A good rule of thumb for big-O notation is the following:
When in doubt, work inside-out!
Here, let's start by analyzing the two inner loops and then work outward to get the overall time complexity. The two inner loops are shown here:
for (int j = 0; j < i; ++j) {
cout<< i* j<<endl;
cout<< (”j = ” + j);
}
for (int k = 0; k < n * 3; ++k)
cout<<”k = ” + k);
The first loop runs O(i) times and does O(1) work per iteration, so it does O(i) total work. That second loop runs O(n) times (it runs 3n times, and since big-O notation munches up constants, that's O(n) total times) and does O(1) work per iteration, so it does O(n) total work. This means that your overall loop can be rewritten as
for (int i = 0; i < n; ++i) {
do O(i) work;
do O(n) work;
}
If you do O(i) work and then do O(n) work, the total work done is O(i + n), so we can rewrite this even further as
for (int i = 0; i < n; ++i) {
do O(i + n) work;
}
If we look at the loop bounds here, we can see that i ranges from 0 up to n-1, so i is never greater than n. As a result, the O(i + n) term is equivalent to an O(n) term, since i + n = O(n). This makes our overall loop
for (int i = 0; i < n; ++i) {
do O(n) work;
}
From here, it should be a bit clearer that the overall runtime is O(n2), so we do O(n) iterations, each of which does O(n) total work.
You asked in a comment in another answer about what would happen if the second of the nested loops only ran O(log n) times instead of O(n) times.
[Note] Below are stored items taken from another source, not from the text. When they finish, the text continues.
Issue #1162, opened 2026-08-20
The appliance rootfs CVE sweep has never run: its schedule lives on a branch a schedule cannot fire from


VijitSingh97:
`os-rootfs.yml` declares a weekly sweep:

```yaml
  schedule:
    - cron: "0 6 * * 1" # Mondays 06:00 UTC, after ci.yml's 05:00 image sweep
```

It has never fired. GitHub runs `schedule:` from the **default branch only**, the default branch is
`develop`, and this workflow exists on `develop-v2` alone — the one workflow file that is not on both.

```
$ git ls-tree --name-only origin/develop .github/workflows/ | grep -c os-rootfs
0

$ gh run list --workflow=os-rootfs.yml --limit 200 --json event \
    --jq '[.[].event] | group_by(.) | map({event: .[0], n: length})'
[{"event":"pull_request","n":96}]
```

96 runs since 2026-08-02, every one of them a `pull_request`. Zero scheduled, zero dispatched.

## What that costs

The workflow's own header says why the sweep matters:

> The appliance's Debian userland — podman, netavark, openssl, the kernel — is frozen at bake time
> and has no apt at runtime, so this scan is the eye on the base OS between releases.

There is no eye between releases. The scan only runs on a PR touching `os/**`,
`.github/workflows/os-rootfs.yml` or `.trivyignore`, so the appliance's frozen userland is unscanned
for as long as nobody happens to open one — and a CVE gate keys on the outside world, so "nobody
changed anything" is exactly when a new advisory lands unnoticed. #1153 was found because a PR
happened to touch `os/` that week. Nothing structural produced that.

`cosign`, `podman`, `netavark`, `openssl` and the kernel are the appliance's whole trusted base, and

That's a great exercise, so let's see what happens if we try that out!
Imagine the code looked like this:
for (int i = 0; i < n; ++i) {
for (int j = 0; j < i; ++j) {
cout<< i* j<<endl;
cout<< ("j = " + j);
}
for (int k = 0; k < n; k *= 2)
cout<<"k = " + k);
}
Here, the second loop runs only O(log n) times because k grows geometrically. Let's again apply the idea of working from the inside out. The inside now consists of these two loops:
for (int j = 0; j < i; ++j) {
cout<< i* j<<endl;
cout<< ("j = " + j);
}
for (int k = 0; k < n; k *= 2)
cout<<"k = " + k);
Here, that first loop runs in time O(i) (as before) and the new loop runs in time O(log n), so the total work done per iteration is O(i + log n). If we rewrite our original loops using this, we get something like this:
for (int i = 0; i < n; ++i) {
do O(i + log n) work;
}
This one is a bit trickier to analyze, because i changes from one iteration of the loop to the next. In this case, it often helps to approach the analysis not by multiplying the work done per iteration by the number of iterations, but rather by just adding up the work done across the loop iterations. If we do this here, we'll see that the work done is proportional to
(0 + log n) + (1 + log n) + (2 + log n) + ... + (n-1 + log n).
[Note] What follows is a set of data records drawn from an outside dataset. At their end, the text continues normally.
Issue #1163, opened 2026-08-20
Dependabot has never checked the appliance rootfs base image: its entry lives on a branch Dependabot does not read


VijitSingh97:
`develop-v2` adds `/os/rootfs` to the docker ecosystem in `.github/dependabot.yml`:

```yaml
  - package-ecosystem: "docker"
    directories:
      - "/build/dashboard"
      …
      - "/os/rootfs"
```

Dependabot reads `.github/dependabot.yml` from the **default branch only**, and that entry exists
only on `develop-v2`. It has never produced anything:

```
$ gh pr list --state all --author app/dependabot --limit 100 --json baseRefName \
    --jq '[.[].baseRefName] | group_by(.) | map({base: .[0], n: length})'
[{"base":"develop","n":25}]

$ gh pr list --state all --author app/dependabot --limit 100 --json title \
    --jq '.[] | select(.title|test("rootfs|os/";"i"))'
(no output)
```

25 dependabot PRs, every one based on `develop`, none touching `os/rootfs`.

## Why this one matters more than a missed bump

The appliance's Debian userland has no apt at runtime. A base digest bump plus a rebake **is** its
patch channel — there is no other way for a fixed openssl or kernel package to reach a flashed box
between releases. The config file says exactly this:

> For the appliance the stakes are higher: its Debian userland has no apt at runtime, so the digest
> bump + rebake IS its patch channel.

## The compensating control named in the same comment does not run either

The file goes on:

> Dependabot reads this file on the default branch only, so os/rootfs coverage starts when the
> appliance tree merges; until then os-rootfs.yml's scan on os/** PRs is the eye on it.

That is honest about this gap and points at `os-rootfs.yml` as the fallback. #1162 shows that
workflow's weekly sweep has never fired either — 96 runs, all `pull_request`, because a `schedule:`
fires from the default branch and that file is also `develop-v2`-only. So the appliance base image
has two watchers and neither one has ever run. Nothing at all is watching it between `os/**` PRs.

## Fix

`target-branch` is the mechanism Dependabot provides for exactly this. Add a second docker entry to
**`develop`**'s `dependabot.yml`, scoped to the appliance directory and targeted at the appliance
branch:

```yaml
  - package-ecosystem: "docker"
    directory: "/os/rootfs"
    target-branch: "develop-v2"
    schedule:
      interval: "weekly"
```

and drop `/os/rootfs` from the `develop-v2`-only `directories:` list, so there is one place that
[...]

Issue #1048, opened 2026-08-16
The post-merge release gate has never run: every push to main skips it, and a skipped job reads as green


VijitSingh97:
## What is true today

`.github/workflows/release-gate.yml` presents itself as the tier-4 live-node gate on `main`. It has **never executed**. Every recent push to `main` shows `skipped`:

```
2026-08-14T14:48:45Z  main  skipped
2026-08-14T14:38:45Z  main  skipped
2026-08-14T04:32:08Z  main  skipped
2026-08-02T14:29:48Z  main  skipped
2026-08-02T00:06:17Z  main  skipped
```

The job carries `if: github.event_name == 'workflow_dispatch' || vars.ENABLE_RELEASE_GATE == 'true'`. Verified against the API:

- `repos/…/actions/variables` returns **no variables** — `ENABLE_RELEASE_GATE` is unset.
- `repos/…/actions/runners` returns **no runners** — nothing carries the `self-hosted, pithead-release` labels.

So the guard is doing exactly what its comment says it should, and the effect is that the workflow is inert.

## Why this matters even though the release is still gated

The cut-time gate is real: `scripts/release.sh` stage 2 runs `make test` and then `make test-integration ARGS="$RELEASE_INTEGRATION_ARGS"` against the real nodes, and aborts on failure. Combined with the operator-run pre-cut e2e on the bench, a release does not ship ungated.

The problem is the **signal**. A skipped job is green/neutral, so `main` displays a passing release gate that never ran. Anyone reading this repo — including a future session deciding what still needs proving — would reasonably conclude that merges to `main` are validated against live nodes post-merge. They are not. This is the same failure shape as the green suites that passed on an unparseable Caddyfile: the check is not lying, but nobody can tell it isn't checking.

It also bears directly on the standing goal that release gating should cover everything short of syncing a full chain.

## Options

1. **Register the runner** on the release server with the `pithead-release` labels (ephemeral / just-in-time, own runner group) and set `ENABLE_RELEASE_GATE=true`. The workflow then does what it says. `docs/dev/release-server.md` already describes the setup; this is the intended end state.
2. **If a permanently registered runner on a key-holding box is not wanted** — a defensible position for a public repo — then stop implying the gate is automatic. Rename the workflow to say it is dispatch-only, drop the `push: [main]` trigger so no skipped run is recorded against `main`, and state in `releasing.md` that the live-node gate is operator-run at cut time via `release.sh` plus the bench e2e.

[...]

Issue #1156, opened 2026-08-20
The dashboard image CVE scan reddened with no commit: three more util-linux advisories, and the pinned base is already the newest published digest


VijitSingh97:
## The dashboard image scan went red with no commit — three more util-linux advisories

`Build image (dashboard)` fails on every PR opened after ~04:43 today. CI was **green on
`develop-v2` at 04:43** and red at 13:32, with nothing in between: the advisories were published.
Total: 27 HIGH.

```
CVE-2026-53612   bsdutils, libblkid1, liblastlog2-2, libmount1, libsmartcols1,
CVE-2026-53613   libuuid1, login, mount, util-linux
CVE-2026-53614
```

Same family and same mechanism as **CVE-2026-53615**, which `.trivyignore` already accepts. That
entry's own comment predicted this exactly:

> `--ignore-unfixed` hid this until Debian published a fix, at which point it reddened every branch
> at once without any change on our side.

## A base bump does NOT fix it — checked, not assumed

The accepted entry says the fix is the Debian point release `2.41.5-0+deb13u1` and that no published
`python:3.11-slim` carries it. Still true, and stronger than that:

```
build/dashboard/Dockerfile:7   FROM python:3.11-slim@sha256:9c900dea…
docker pull python:3.11-slim   -> sha256:9c900dea…      (the SAME digest)
util-linux, libuuid1, mount    -> 2.41-5                (not 2.41.5-0+deb13u1)
```

**The digest we pin already IS the newest published one.** There is nothing to bump to, so this
cannot be closed by Dependabot or by a manual base bump — only by upstream rebuilding the image on
the fixed Debian packages.

## What to do

Accept `CVE-2026-53612`, `CVE-2026-53613` and `CVE-2026-53614` in the same entry as
`CVE-2026-53615`, with the family named once and one clearing condition for all four: a
`python:3.11-slim` digest shipping `util-linux >= 2.41.5-0+deb13u1`. The weekly CVE sweep (#833)
re-surfaces them, so they cannot rot silently.

Both lanes need it, and the file is shared, so it belongs on `develop` and reaches `develop-v2`
through the next twin sync — not the other way round.

## The pattern is now worth naming

This is the **third** time in one day that an untouched branch went red because the CVE database
moved rather than because the code did (#1153 for the appliance rootfs, twice; this one for the DIY
image). Two consequences worth holding:

- **"The branch was green when I based off it" is not evidence about now.** Check the base branch's
[...]

Issue #1073, opened 2026-08-17
CI is red on every branch: CVE-2026-53615 (util-linux) became fixable and blocks the dashboard Trivy gate


VijitSingh97:
Repo-wide CI break, not caused by any one PR. Every branch fails `Build image (dashboard)` at the Trivy step.

## Evidence it is time-based, not code-based

| run | branch | time | result |
|---|---|---|---|
| 31972732442 | `develop` | 2026-08-16 21:11 | success |
| 31987353676 | `main` | 2026-08-17 02:13 | **failure** |
| 31994562586 | `fix/1024-doc-pointers-in-operator-text` | 2026-08-17 04:27 | **failure** |

`main` and the feature branch share no changes, and `develop` passed the same job with the same Dockerfile hours earlier. Trivy refreshes its vulnerability DB per run, so identical image bytes flipped from pass to fail.

## What changed

The scan gates on **fixable** HIGH/CRITICAL only (`ignore-unfixed: true`, `.github/workflows/ci.yml:117`). Four CVEs are reported; three are already accepted in `.trivyignore` (CVE-2026-45447, CVE-2026-23949, CVE-2026-24049).

The new one is **CVE-2026-53615**, in the `util-linux` family shipped by the `python:3.11-slim` base — `util-linux`, `libuuid1`, `mount`, `login`. Debian has now published fixed packages (`2.41-5`, and `1:4.16.0-2+really2.41-5` for `login`), so `ignore-unfixed` stopped suppressing it and it became blocking.

## Options

1. **Bump the base image digest** — `build/dashboard/Dockerfile:7` pins `python:3.11-slim@sha256:db3ff2e1…`. This is the path `.trivyignore` already anticipates: *"Cleared when Dependabot (docker) bumps the base image digests."* Preferred, since it also clears the three accepted entries.
2. **Accept it in `.trivyignore`** with a rationale, matching the existing entries' format.

Deliberately not fixing this here: option 2 is a security-posture call about accepting a CVE, and option 1 wants a deliberate base bump rather than a drive-by. Whoever picks it up should check whether the same base is used by the other images — the failure is currently reported only for the dashboard image, which is worth confirming rather than assuming.

## Why it matters now

Three sessions are working this repo in parallel. Anyone who pushes will see a red `Build image (dashboard)` and reasonably suspect their own change. It also blocks any merge gated on green CI, including the v2 wave and PR #1027.

PR #1166, opened 2026-08-21
fix(ci): give the appliance rootfs CVE sweep a schedule that can actually fire (#1162)

### LINKED ISSUE #1162: The appliance rootfs CVE sweep has never run: its schedule lives on a branch a schedule cannot fire from

VijitSingh97:
Closes #1162.

`os-rootfs.yml` declares a weekly CVE sweep over the appliance rootfs and has never run one. GitHub
fires `schedule:` from the default branch only, and this file existed on `develop-v2` alone — the
one workflow that was not on both branches. 96 runs since 2026-08-02, every one a `pull_request`.

The appliance's Debian userland has no apt at runtime, so this scan is the only eye on podman,
netavark, openssl and the kernel between releases. It has been shut the whole time, and looked
exactly like a sweep that ran and found nothing.

## Why moving the file is only half the fix

Copying it to `develop` unchanged makes it worse. `develop` has no `os/`, so `present=false`, both
real steps skip on their `if:`, and the job reports **green every Monday for ever** — a scheduled
false GREEN instead of a schedule that never fires. That is #1048 again.

So two things change alongside the move:

- **The checkout names the tree it is scanning.** A PR scans the PR; `schedule` and
  `workflow_dispatch` scan `develop-v2` by name. A dispatch is therefore a genuine rehearsal of the
  schedule rather than a different code path, which is what makes the verification below worth
  anything.
- **The tree guard stops being the thing that decides whether the sweep happens.** A missing tree is
  legitimate only on a PR (a PR into `develop` can still reach this workflow through the
  `.trivyignore` path filter). Anywhere else it means the explicit checkout did not do what it was
  asked, so the run fails instead of reporting a scan it did not do.

### The expression is written negated on purpose

```yaml
ref: ${{ github.event_name != 'pull_request' && 'develop-v2' || '' }}
```

`A && B || C` in an Actions expression is boolean logic, not a ternary, and the empty string is
**falsy**. The natural-reading form — `github.event_name == 'pull_request' && '' || 'develop-v2'` —
collapses to `''` on the true branch and falls straight through to `'develop-v2'`, so **every PR
would scan `develop-v2` instead of the PR**. The truthy value has to be the `develop-v2` arm. I
wrote it the wrong way round first; it is called out in a comment so the next person does not
"simplify" it back.

## What was actually RUN

- **The guard's five states, driven out-of-tree.** The driver extracts the `run:` block verbatim
  from the YAML (`yaml.safe_load` → the `tree` step), so it cannot drift from the file:

  | EVENT | `os/rootfs/Dockerfile` | rc | output |
  |---|---|---|---|
  | `schedule` | present | 0 | `present=true` |
  | `pull_request` | present | 0 | `present=true` |
  | `pull_request` | absent | 0 | `present=false` + a step-summary line saying it was NOT scanned |
  | `schedule` | absent | **1** | `::error::` |
  | `workflow_dispatch` | absent | **1** | `::error::` |

- **The mutation that proves the driver can fail.** Respelling `elif [ "$EVENT" = "pull_request" ]`
  to `elif true` — the pre-#1162 always-skip — flips the `schedule`+absent state from rc=1 to rc=0
  and brings `present=false` back. The driver sees it.
- **`zizmor 1.25.2 --offline .github/workflows/`** — no findings (7 suppressed, pre-existing).
- **`make lint-yaml lint-md lint-docs-voice`** — pass. The new file is in yamllint's list.
- **The `ref: ""` precedent, checked rather than assumed.** `pin-watch.yml`'s product lane ships
  `ref: ""` and its dispatch on 2026-08-21 produced a correct report, so an empty `ref` really is
  checkout's default here.

## What was NOT run, and what still owes evidence

- **The workflow itself.** Expression evaluation and the paths filter can only be proven by a real
  run. The verification is a `workflow_dispatch` on `develop` after merge, and I will read the log
  for `docker build os/rootfs` actually executing — **a green run is not evidence here**, which is
  the whole point of the issue.
- **This PR's own check cannot scan anything.** It is a PR into `develop`, `develop` has no `os/`,
  so the job takes the skip path by design. That is the change behaving correctly, not evidence for
  it. The skip now writes to the step summary so a green check that scanned nothing says so.
- **No test tier covers `.github/workflows`.** `docs/dev/testing-strategy.md` fixes four tiers and
  none of them covers CI config; `zizmor` is the only lint over these files and it does not check
  step inputs. The comments plus the out-of-tree driver above are the only guards. I did not invent
  a fifth tier.
- **The twin sync is owed.** `develop-v2` still carries the old copy of this file. The sync PR has
  to resolve that add/add to develop's version byte-for-byte, and I will check the merged tree's
  contents rather than trusting a clean merge.

## Attacks that did not land

- *Does a PR into `develop-v2` now scan `develop-v2`'s tip instead of the PR?* No — `pull_request`
  takes the `''` arm.
- *Does the scheduled run read the wrong `.trivyignore`?* No — `trivyignores: .trivyignore` resolves
  inside the checked-out tree, which is `develop-v2`'s, so the appliance-only `CVE-2026-34040` mute
  applies where it should.
- *Does `git rev-parse HEAD > os/rootfs/BUILD_COMMIT` stamp the wrong commit?* No — after the
  explicit checkout, HEAD is `develop-v2`'s tip, which is the tree being built.
- *Does `concurrency` let a dispatch cancel a running sweep?* No — `cancel-in-progress` is true only
  for `pull_request`; a dispatch queues behind it.
- *Is `contents: read` enough to check out another branch?* Yes, same repo.

## Also in this PR

A `CONTRIBUTING.md` section writing the rule down once. Four gates in one week were blind for this
one structural reason (#1048, #1146, #1162, #1163) and each was found separately. The branch model
already lives in that section — `docs/dev/releasing.md` points at it as the authority — and it did
not mention `develop-v2` at all. It now names the two lanes, states the rule, and gives the command
that proves it from run history rather than from the file, because the file always looks fine.

### DIFF
--- a/.github/workflows/os-rootfs.yml
+++ b/.github/workflows/os-rootfs.yml
@@ -1,0 +1,104 @@
+name: OS rootfs scan
+
+# Build the appliance rootfs (os/rootfs/Dockerfile) and Trivy-scan it (#833). The appliance's
+# Debian userland — podman, netavark, openssl, the kernel — is frozen at bake time and has no
+# apt at runtime, so this scan is the eye on the base OS between releases. Runs on PRs that
+# touch os/ and weekly on a schedule; a red scheduled run in the Actions tab is the alert, the
+# lychee.yml posture. It is its own workflow (not a build-images matrix entry in ci.yml)
+# because the xmrig prebuild makes this the slowest image in the repo — the paths filter keeps
+# it off stack-only PRs.
+#
+# THIS FILE LIVES ON THE DEFAULT BRANCH (`develop`) AND MUST STAY THERE, even though everything it
+# scans is on `develop-v2` (#1162). GitHub fires `schedule:` from the default branch only, so while
+# this file was develop-v2-only its weekly sweep never ran once — 96 runs over 18 days, every one a
+# `pull_request`. Living on `develop` is only half of it: a job on `develop` still checks out
+# `develop`, which has no os/, so the checkout below names the appliance branch explicitly for every
+# trigger that is not a PR. Do not "fix" the asymmetry by moving the file back — the rule and the
+# one-command check for it are in CONTRIBUTING.md § The two lanes.
+on:
+  pull_request:
+    paths:
+      - "os/**"
+      - ".github/workflows/os-rootfs.yml"
+      - ".trivyignore"
+  schedule:
+    - cron: "0 6 * * 1" # Mondays 06:00 UTC, after ci.yml's 05:00 image sweep
+  workflow_dispatch:
+
+# Least privilege (#282): read-only, same as ci.yml.
+permissions:
+  contents: read
+
+concurrency:
+  group: ${{ github.workflow }}-${{ github.ref }}
+  cancel-in-progress: ${{ github.event_name == 'pull_request' }}
+
+jobs:
+  rootfs-image:
+    name: Build + scan the appliance rootfs
+    runs-on: ubuntu-latest
+    timeout-minutes: 45
+    steps:
+      - uses: actions/checkout@3d3c42e5aac5ba805825da76410c181273ba90b1 # v7.0.1
+        with:
+          # A PR run scans the PR (the empty string is checkout's default: the triggering ref).
+          # Everything else — the weekly sweep and any manual dispatch — is asking about the
+          # appliance, which lives on develop-v2 whichever branch the trigger fired from. Naming it
+          # here is what makes the sweep real rather than a green skip (#1162). It also means a
+          # dispatch is a true rehearsal of the schedule instead of a different code path.
+          # Written negated on purpose: in an Actions expression `A && B || C` is not a
+          # ternary, it is real boolean logic, and '' is FALSY. `event == 'pull_request' && ''`
+          # would collapse to '' and fall through to 'develop-v2', so every PR would scan
+          # develop-v2 instead of the PR. The truthy value has to be the develop-v2 arm.
+          ref: ${{ github.event_name != 'pull_request' && 'develop-v2' || '' }}
+          persist-credentials: false
+      - name: Check the appliance tree exists
+        # Only a PR may legitimately miss the tree: a PR into `develop` can reach this workflow
+        # through the .trivyignore path filter, and `develop` has no os/. Every other trigger has
+        # just checked out develop-v2 by name, so a miss there means the checkout did not do what
+        # it was asked — and a quiet skip would report a green weekly sweep of nothing, which is
+        # the exact failure #1162 was filed for. Fail instead.
+        id: tree
+        env:
+          EVENT: ${{ github.event_name }}
+        run: |
+          if [ -f os/rootfs/Dockerfile ]; then
+            echo "present=true" >>"$GITHUB_OUTPUT"
+          elif [ "$EVENT" = "pull_request" ]; then
+            echo "present=false" >>"$GITHUB_OUTPUT"
+            echo "os/rootfs/Dockerfile not on this branch; nothing to scan"
+            echo "The appliance rootfs was NOT scanned: os/rootfs/Dockerfile is not on this PR's branch." \
+              >>"$GITHUB_STEP_SUMMARY"
+          else
+            echo "::error::checked out develop-v2 but os/rootfs/Dockerfile is missing — the appliance checkout did not do what it was asked, so this run cannot report a scan it did not do"
+            exit 1
+          fi
+      - name: docker build os/rootfs
+        if: steps.tree.outputs.present == 'true'
+        # BUILD_COMMIT is a build artifact (os/build-image.sh stamps it; the Dockerfile COPYs
+        # it), so stamp it here too. PITHEAD_UPDATER=rauc matches build-image.sh's default so
+        # the scan covers the updater packages; the test args stay empty — release variant.
+        # images/ holds only .keep here: the staged wizard image is a separate scan target
+        # (ci.yml builds and scans the dashboard image directly).
+        run: |
+          git rev-parse HEAD > os/rootfs/BUILD_COMMIT
+          docker build -f os/rootfs/Dockerfile -t pithead-os-rootfs:ci \
+            --build-arg PITHEAD_UPDATER=rauc .
+      - name: Scan rootfs for CVEs (Trivy)
+        if: steps.tree.outputs.present == 'true'
+        # Same gate as ci.yml's image scan: actionable (fixable) HIGH/CRITICAL only; accepted
+        # findings live in .trivyignore with a rationale and how they clear.
+        #
+        # cache: false for the reason spelled out over ci.yml's scan (#1159) — this is the repo's
+        # other trivy call site. It matters more here: the appliance's Debian userland is baked and
+        # has no apt at runtime, so this scan is the only eye on podman, netavark, openssl and the
+        # kernel between releases, and since #1162 that eye is finally open on a schedule.
+        uses: aquasecurity/trivy-action@ed142fd0673e97e23eac54620cfb913e5ce36c25 # v0.36.0
+        with:
+          image-ref: pithead-os-rootfs:ci
+          scanners: vuln
+          severity: HIGH,CRITICAL
+          ignore-unfixed: true
+          exit-code: "1"
+          trivyignores: .trivyignore
+          cache: "false"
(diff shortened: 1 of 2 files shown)


VijitSingh97:
## This PR's own run proves the `pull_request` half on a real runner

I said in the body that this PR's check "cannot scan anything" and would take the skip path. It did —
and in doing so it settled the one claim I could not settle locally: **that the negated expression
really does hand `pull_request` the empty arm.**

Job `Build + scan the appliance rootfs`, 8s, success. Checkout step:

```
git fetch ... origin +11e71ba…:refs/remotes/pull/1166/merge
git checkout --progress --force refs/remotes/pull/1166/merge
HEAD is now at 11e71ba Merge 6d315d3 into ffb7924
```

It checked out **the PR merge ref**, not `develop-v2`. Had the expression been written the
natural-reading way round — `github.event_name == 'pull_request' && '' || 'develop-v2'` — the empty
string is falsy, the whole expression would have collapsed to `develop-v2`, this step would have
fetched the appliance branch, `os/rootfs/Dockerfile` would have been **present**, and the job would
have gone on to build and scan `develop-v2`'s tree while claiming to be a check on this PR.

The guard then behaved as designed:

```
env:
  EVENT: pull_request
os/rootfs/Dockerfile not on this branch; nothing to scan
```

Step outcomes: `Check the appliance tree exists -> success`, `docker build os/rootfs -> skipped`,
`Scan rootfs for CVEs (Trivy) -> skipped`.

So three of the five states now have evidence from two independent places — the out-of-tree driver
in the body, and this run. **The `schedule` state still has none**, and it is the one the issue is
about. That evidence is the post-merge `workflow_dispatch`, read for `docker build os/rootfs`
actually executing, and I will post it here rather than assume a green means anything.

VijitSingh97:
## Adversarial review: 5 attacks, 2 landed — and the first one was this change reintroducing its own bug

Pushed as `3a08047`. Both landed findings are recorded here with what refuted the other three,
because "attacked and survived" is only worth something if the failures are shown too.

### Landed, and it changed the diff — a new vacuous green on `develop`

`.trivyignore` is in the paths filter and lives on **both** lanes. So the moment this workflow is on
`develop`, a PR editing that file on `develop` triggers a check named "Build + scan the appliance
rootfs", finds no `os/`, skips both real steps, and goes green in **8 seconds** on a job whose own
header calls it "the slowest image in the repo".

That is not hypothetical. #1156 added four util-linux mutes to `.trivyignore` on `develop`; #1073 did
the same shape earlier. Under this change, the next one of those merges with a green appliance-scan
tick beside it, having rebuilt and rescanned nothing — and the file it would have needed is
`develop-v2`'s `.trivyignore`, which is 28 lines longer.

**I had noticed this and talked myself out of it** as cosmetic, on the grounds that the skip writes
to the step summary. The summary is on the run page; the green tick is what a reviewer reads. Fixed
with `branches-ignore: [develop, main]` — the two long-lived branches with no `os/` — so the PR
trigger only fires where a scan is possible. Stacked appliance branches keep their coverage, and a
`.trivyignore` edit reaches a real scan through the appliance-side sync PR.

One correction to the finding as filed, from the verification pass: it called this **blocking** on
the grounds it could gate a merge. It cannot — the job is not in
`branches/develop/protection.required_status_checks.contexts`. It can only mislead a human. Right
finding, overstated mechanism.

### Landed — CONTRIBUTING asserted a fact that is not true

The new section said this rule went unnoticed "four times (#1048, #1146, #1162, #1163)". #1048 is
not an instance of it: its schedule fired, and the job skipped itself behind an unset repository
variable. Three instances, with #1048 named next to them as the sibling failure.

That also exposed a gap in the recipe the section teaches. `gh run list --json event` proves whether
a schedule ever fired — but #1048 *passes* that test. So the section now carries the second half:
open the newest scheduled run and check its steps ran rather than skipped.

A doc that states a wrong issue number in a rule about verifying claims is worse than one that says
nothing, and the repo's own bar is that the code is the source of truth.

### Refuted

- **"`workflow_dispatch` silently ignores the ref you dispatched."** Half true, wrong conclusion.
  The override is real; "silently" is not. `actions/checkout` prints `ref: develop-v2` in its `with:`
  group and logs the resolved 40-char SHA — shown from a real dispatch run of `pin-watch.yml` in this
  repo, which uses the same pinned action.
- **"The add/add conflict on the next sync has no documented resolution."** The conflict is real and
  reproduces (`git merge-tree --write-tree origin/develop-v2 <branch>` → exit 1, add/add). Every
  inference from it was wrong: the resolution *is* stated in this PR's body, direction and all, along
  with a commitment to inspect the merged tree rather than trust a clean merge.
- **"The hardcoded `develop-v2` breaks when the lane retires."** True but not introduced here — the
  same literal is already merged on `develop` twice, in `pin-watch.yml`. Filed as #1169 rather than
  scope-crept into this PR, because the retirement touches four places and deserves one list.

The `ref:` expression is right for every configured event (`pull_request_target` and `merge_group`
are not configured, so there is no third path). A PR into `develop-v2` still scans its own merge ref,
not the branch tip. `trivyignores: .trivyignore` is workspace-relative, so the scheduled run reads
develop-v2's copy — which matters, because had the checkout stayed on `develop` the sweep would have
gone **red** on `CVE-2026-34040`, an accepted appliance finding that only develop-v2's file mutes.
The `else` branch has no accidental entry: a deleted branch fails at checkout, a renamed Dockerfile
correctly goes red.

And the premise was re-verified independently rather than taken from the issue:
`[{"event":"pull_request","n":98}]` — still zero scheduled runs, ever.

**Still owed, unchanged:** the `schedule` path has no evidence at all. That is the post-merge
dispatch, read for `docker build os/rootfs` executing.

If we regroup these terms, we get
(0 + 1 + 2 + ... + n - 1) + (log n + log n + ... + log n) (n times)
That simplifies to
(0 + 1 + 2 + ... + n - 1) + n log n
That first part of the summation is Gauss's famous sum 0 + 1 + 2 + ... + n - 1, which happens to be equal to n(n-1) / 2. (It's good to know this!) This means we can rewrite the total work done as
n(n - 1) / 2 + n log n
= O(n2) + O(n log n)
= O(n2)
with that last step following because O(n log n) is dominated by the O(n2) term.
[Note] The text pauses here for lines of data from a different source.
Issue #1129, opened 2026-08-18
Upgrade Tari to v6.0.0 with P2Pool v4.18.1 for mainnet fork compatibility


VijitSingh97:
Prioritized by the operator on 2026-09-22. Upgrade the mining pair together: **Tari node + console wallet v6.0.0 and P2Pool v4.18.1**. Supersedes the original v5.6.0 target and dormant/maintenance placement; historical investigation remains in the comments.

## Implementation and operator attachments

- [Detailed validation plan: V1–V12, commands, negative controls and evidence requirements](https://github.com/p2pool-starter-stack/pithead/issues/1129#issuecomment-5780174447).
- [Migration guide: preflight, copied-data rehearsal, DIY/appliance cutover and recovery](https://github.com/p2pool-starter-stack/pithead/issues/1129#issuecomment-5780174781).

These are planned acceptance criteria, not passing test results. They supersede any older comment that treats a startup `chain_id` or source/image rollback alone as adequate proof.

### Closure checklist

- [ ] Coordinated Tari node/wallet 6.0.0 + P2Pool 4.18.1 pins, hashes and runtime versions verified across Compose and supported Quadlet/appliance packaging.
- [ ] Registry-specific config-test discovery and pin/release fixtures updated; real config smoke ran against the candidate image (no Docker-unavailable SKIP).
- [ ] V1–V12 results attached to the exact-head PR, including actual new-payload acceptance and discriminating old/mutated-payload rejection; mainnet fork-boundary rules exercised.
- [ ] Representative 5.3.1 copied-data migration measured; optional wallet scan and a matching-data restore rehearsal proved.
- [ ] Generic e2e cleanup cannot reopen migrated shared data with old binaries; test isolation/snapshot and timeout behavior demonstrated.
- [ ] Appliance commit-before-migration, fallback before migration, and visible post-commit failure/recovery verified; remote-node operators included in compatibility plan.
- [ ] Required repository checks and independent review passed. Remaining rollout/soak evidence is linked to its owner, with no implied production deployment or unrun test marked complete.

## Why this is now a GA mining gate

[...]

PR #1168, opened 2026-08-21
chore(os): bump the appliance docker-compose pin to v5.5.0 (#1165)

Hopefully this shows you both where the result comes from and how to come up with it. Work from the inside out, working out how much work each loop does and replacing it with a simpler "do O(X) work" statement to make things easier to follow. When you have some amount of work that changes as a loop counter changes, sometimes it's easiest to approach the problem by bounding the value and showing that it never leaves some range, and other times it's easiest to solve the problem by explicitly working out how much work is done from one loop iteration to the next.